# Task to carry out:
Once you reach the line containing "PR #3395, opened 2017-01-11" in the data below, restate each line word for word up to and including the one containing "The paster template".

[Opening Working data section]

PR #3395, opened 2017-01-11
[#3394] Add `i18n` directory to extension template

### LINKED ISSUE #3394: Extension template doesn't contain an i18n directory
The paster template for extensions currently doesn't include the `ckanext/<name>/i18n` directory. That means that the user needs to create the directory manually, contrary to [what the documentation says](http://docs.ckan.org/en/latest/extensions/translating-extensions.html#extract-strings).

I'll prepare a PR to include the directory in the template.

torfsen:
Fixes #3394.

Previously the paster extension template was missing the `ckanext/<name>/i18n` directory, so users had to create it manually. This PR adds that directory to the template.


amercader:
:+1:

[Closing Working data section]
[Opening Working data section]

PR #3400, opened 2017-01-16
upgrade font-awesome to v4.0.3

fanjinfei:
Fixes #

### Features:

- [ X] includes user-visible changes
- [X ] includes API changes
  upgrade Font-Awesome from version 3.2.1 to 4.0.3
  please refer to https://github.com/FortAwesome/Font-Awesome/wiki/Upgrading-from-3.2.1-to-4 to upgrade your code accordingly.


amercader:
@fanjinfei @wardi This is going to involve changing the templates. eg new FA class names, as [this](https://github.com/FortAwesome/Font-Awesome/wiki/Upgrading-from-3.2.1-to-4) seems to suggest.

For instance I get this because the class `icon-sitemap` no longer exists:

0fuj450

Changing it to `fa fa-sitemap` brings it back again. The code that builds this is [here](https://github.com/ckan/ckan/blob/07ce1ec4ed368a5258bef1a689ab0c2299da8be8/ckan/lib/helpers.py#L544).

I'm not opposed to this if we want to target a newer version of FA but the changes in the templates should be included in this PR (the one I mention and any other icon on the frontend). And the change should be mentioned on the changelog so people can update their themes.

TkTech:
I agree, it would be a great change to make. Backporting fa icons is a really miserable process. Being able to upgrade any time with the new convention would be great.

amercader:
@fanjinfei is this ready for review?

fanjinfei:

[Closing Working data section]

# Answer space:
PR #3395, opened 2017-01-11
[#3394] Add `i18n` directory to extension template

### LINKED ISSUE #3394: Extension template doesn't contain an i18n directory
The paster template for extensions currently doesn't include the `ckanext/<name>/i18n` directory. That means that the user needs to create the directory manually, contrary to [what the documentation says](http://docs.ckan.org/en/latest/extensions/translating-extensions.html#extract-strings).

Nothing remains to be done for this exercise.